SUFFOLK COUNTY

Discussion on fair housing

Task force takes comments and questions

Posted

The topic of housing discrimination has been moving forward monthly in Suffolk County, and a task force dedicated to ensuring fair housing took questions and comments from the public last Thursday, Oct. 22. Various interested parties were also present for the Zoom meeting.

Mitch Pally, CEO of Long Island Builders Institute, said the task force should look at where affordable housing is built in Suffolk County.

“Those types of issues are essential to making sure people have fair housing all throughout the county,” he said. “Why affordable housing is only located in certain areas of the county and not others is an essential public policy issue that this task force or the Suffolk County Human Rights Commission or the Suffolk County Legislature or somebody should look at. It affects everybody in that regard. We are always willing to help in that context, but we are at the mercy of the zoning practices of the local municipalities, unfortunately.”

With the villages and townships claiming responsibility in this regard as well as holding landlords accountable, tenants are caught in the middle. Ian Wilder, representing Long Island Housing Services, pointed out that the service has housing counselors who deal with landlord/tenant issues.

“I would recommend against anyone calling a village or town to make a complaint about the property they are living in because that may create a self-eviction without giving them time to be able to move,” said Wilder. “I would first suggest talking to a housing counseling agency to find out what options they have in terms of dealing with the landlord.”

Wilder added that the resolution setting up this committee was very narrow, adding that there are options through the county of how to remedy some of these issues.

“The county gets community-development block grant funds. Those block grant funds must be used to affirmatively further fair housing. That is within the state law,” he said. “They can require the towns that they give the money in to affirmatively further fair housing, which includes requiring them to have inclusive zoning.”

He referenced a situation in Westchester County in which funds were withheld due to the lack of inclusive housing. Wilder said that even though counties do not have direct zoning powers, they have power to influence such.

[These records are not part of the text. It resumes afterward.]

PR #543, opened 2024-11-12
feat: added Hungarian language

FrancescoGottardi:
- added support for Hungarian language


beawar (commented):
This is a feat, not a chore, since it is adding something.

Have you checked date-fns and tinymce locales to see if the key match?

FrancescoGottardi:
> This is a feat, not a chore, since it is adding something.
> 
> Have you checked date-fns and tinymce locales to see if the key match?



> This is a feat, not a chore, since it is adding something.
> 
> Have you checked date-fns and tinymce locales to see if the key match?

Hi,
i added the one related to the tinymce, the dats fns instead was fine;
- https://github.com/date-fns/date-fns/tree/main/src/locale/hu
- https://github.com/mklkj/tinymce-i18n/blob/master/langs/hu_HU.js

beawar:
> i added the one related to the tinymce
> 
> * https://github.com/mklkj/tinymce-i18n/blob/master/langs/hu_HU.js

I'm sorry, but this is not the official language pack for the version we are using (v6). See the documentation here https://www.tiny.cloud/docs/tinymce/6/ui-localization/ (the link is present also in the LocaleDescriptor type)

“They cannot just allow affordable housing to be built in what is called low-opportunity areas but allow it to be built in every zip code in the town,” Wilder said.

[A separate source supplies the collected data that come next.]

PR #548, opened 2024-11-21
feat: expose upsertApp to add or update display label

rodleyorosa:
Refs: SHELL-256

### DIFF
--- a/src/shell/boards/board-container.tsx
+++ b/src/shell/boards/board-container.tsx
@@ -35,7 +35,7 @@ import {
 	LOCAL_STORAGE_BOARD_SIZE,
 	PRIMARY_BAR_WIDTH
 } from '../../constants';
-import { getApp } from '../../store/app';
+import { useAppStore } from '../../store/app';
 import {
 	closeAllBoards,
 	closeBoard,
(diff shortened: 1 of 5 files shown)


beawar (approved):

src/shell/boards/board-container.tsx
```diff
@@ -210,13 +211,13 @@ export const BoardContainer = (): React.JSX.Element | null => {
 							label={boards[boardId].title}
 							icon={boards[boardId].icon}
 							selected={boardId === current}
-							app={getApp(boards[boardId].app)()?.display}
+							app={apps[boards[boardId].app].display}
```
CataldoMazzilli, line 214: apps[boards[boardId].app]   could it be undefined?

rodleyorosa: actually `apps` is always set on first render by the `getComponents()` function (https://github.com/zextras/carbonio-shell-ui/blob/devel/src/network/get-components.ts) and `boards` is set from the other modules.

In this case, if a module does not set the `upsertApp` function exported by Shell, the string will not be simply translated.

Do you think there is a corner case to handle?

CataldoMazzilli (approved):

Legis. Sam Gonzalez (D-Brentwood) led the Zoom call, and asked Wilder a question that Gonzalez said is brought up often: what does it means for the school districts to have inclusive housing? Wilder and Elaine Gross, president of ERASE Racism, both responded that they disagree with the notion that school districts are negatively affected by inclusive housing.

“It is very unfortunate that people are ignorant of their responsibility to educate all children,” Gross said. “I do also think that some people are not ignorant but they are choosing who they want to educate. They have come out en masse to oppose affordable housing because ‘those children might be coming in.’”

That angers Wilder.

“A school district’s job is to educate the children in the district, not to question whether those children get educated,” he said. “Saying ‘we are not going to educate children in our community’ is a real problem to me.”

The task force has been holding monthly meetings for three months. The group was supposed to start in March, but was postponed due to the pandemic. The group met on Wednesday, Oct. 28, to discuss the commentary provided last week.